After she died, I returned to France and made a pilgrimage to the Camargue, in the South. It is a mystical landscape of marsh grass, wild bulls, and white horses. It is home to one of the largest nature sanctuaries in the world, and I saw countless species of birds. The town of Stes. Maries de la Mer is inspiring beyond words. Different cultures visit the mysterious Saint Sarah, and the presence of the faithful at the edge of the sea made me feel part of something huge and eternal. And all of it inspired my novel Light of the Moon.

• During that period I also wrote two linked books Summer's Child and Summer of Roses...and became involved with trying to help families affected by abuse in particular.... [I also worked with] Deborah Epstein's domestic violence clinic at Georgetown University Law Center.... A counselor recommended The Verbally Abusive Relationshipby Patricia Evans. It is life-changing, and I have given it to many women over the years.

• I became a vegetarian. I decided...I wanted only gentleness and peace in my life.... A friend reminds me of a great quote in the Zen tradition: "How you do anything is how you do everything.

When asked what book most influenced her life as a writer, here's what she said:

[There] are two books. The Sea Around Us by Rachel Carson and Franny and Zooey by J.D. Salinger. Carson's book is scientific and poetic, and it taught me that every single thing we do contributes to the harm or well-being of ourselves and the oceans, the world at large. It influenced me to incorporate my love of nature into my fiction.

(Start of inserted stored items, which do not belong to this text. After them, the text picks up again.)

PR #772, opened 2019-04-15
Remove reclaim and preempt in deployment

### LINKED ISSUE #770: Removed reclaim & preempt actions in vk-scheduler (kube-batch)

/kind bug

**Description**:

Remove reclaim & preemption actions from volcano deployment:

https://github.com/kubernetes-sigs/volcano/blob/master/deployment/volcano/config/kube-batch.conf

thandayuthapani:
Remove Reclaim and Preempt from deployment Conf
**Which issue(s) this PR fixes**
Fixes https://github.com/kubernetes-sigs/volcano/issues/770

### DIFF
--- a/deployment/volcano/config/kube-batch-ci.conf
+++ b/deployment/volcano/config/kube-batch-ci.conf
@@ -1,4 +1,4 @@
-actions: "allocate, backfill"
+actions: "reclaim, allocate, backfill, preempt"
 tiers:
 - plugins:
   - name: priority
--- a/deployment/volcano/config/kube-batch.conf
+++ b/deployment/volcano/config/kube-batch.conf
@@ -1,4 +1,4 @@
-actions: "reclaim, allocate, backfill, preempt"
+actions: "allocate, backfill"
 tiers:
 - plugins:
   - name: priority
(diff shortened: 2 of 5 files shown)


k82cn:
we also need to update the configuration in deployment; and we need a copy for CI.

thandayuthapani:
Have made changes in deployment/volcano/config and the same is being is used by CI

k82cn:
We have reclaim/preemption test in CI; how can we pass those CI with depoloyments?

config/kube-batch-conf.yaml
```diff
@@ -1,4 +1,4 @@
-actions: "reclaim, allocate, backfill, preempt"
+actions: "allocate, backfill"
```
TommyLike, line 1: Why changing this file in config folder? Will we deprecate them both?

deployment/volcano/config/kube-batch-ci.conf
```diff
@@ -0,0 +1,11 @@
+actions: "reclaim, allocate, backfill, preempt"
```
TommyLike, line 1: I thought you were going to remove them in this file, not the original file. And if I am right, you need to update testcase as well.

thandayuthapani: Since in CI, we need to test every action, deployment used in CI is same as the deployment provided for user.  So, I have added new config file for CI which will be loaded only during CI run, when user is deploying using helm it will use default config file which will have allocate, backfill alone, which is our requirement as mentioned in the issue https://github.com/kubernetes-sigs/volcano/issues/770

PR #775, opened 2019-04-15
Implement error code handling in lifecyclePolicy

hzxuzhonghu:

Implement error code handling in lifecyclePolicy

**Release note**:

```release-note
Implement error code handling in lifecyclePolicy.
```

### DIFF
--- a/pkg/controllers/job/job_controller_handler.go
+++ b/pkg/controllers/job/job_controller_handler.go
@@ -212,9 +212,14 @@ func (cc *Controller) updatePod(oldObj, newObj interface{}) {
 	}
 
 	event := vkbatchv1.OutOfSyncEvent
+	var exitCode int32
 	if oldPod.Status.Phase != v1.PodFailed &&
 		newPod.Status.Phase == v1.PodFailed {
 		event = vkbatchv1.PodFailedEvent
+		// TODO: currently only one container pod is supported by volcano
+		// Once multi containers pod is supported, update accordingly.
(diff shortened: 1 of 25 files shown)


pkg/controllers/job/job_controller_handler.go
```diff
@@ -212,9 +212,14 @@ func (cc *Controller) updatePod(oldObj, newObj interface{}) {
 	}
 
 	event := vkbatchv1.OutOfSyncEvent
+	var exitCode int32
 	if oldPod.Status.Phase != v1.PodFailed &&
 		newPod.Status.Phase == v1.PodFailed {
 		event = vkbatchv1.PodFailedEvent
+		// TODO: currently only one container pod is supported by volcano
+		// Once multi containers pod is supported, update accordingly.
+		exitCode = newPod.Status.ContainerStatuses[0].State.Terminated.ExitCode
```
k82cn, line 221: let's open an issue to trace that. one option is to set something like "1:1" which means considering second container's exist code (or by container name, e.g. worker:-2)

k82cn: the default value is 0, the "first" container.

k82cn:
LGTM overall

pkg/controllers/job/job_controller_handler.go
hzxuzhonghu: I will open an issue following this.

PR #784, opened 2019-04-16
Add generate code tools.

TommyLike:
Add generate code tools and make command

**Release note**:

```release-note
None
```


hzxuzhonghu:
/lgtm

please fix the verify

Makefile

Franny and Zooey Glass are two of the all-time great siblings of fiction. Nothing has ever inspired me more than being a sister; when I was young, the only stories I wanted to write were about sisters from a close, funny, secretive family like mine. The Glass family was quirky and eccentric in ways that felt very familiar to me.... Salinger loved his characters so much...[he] taught me to love my characters. (Author bio and interview from Barnes & Noble.)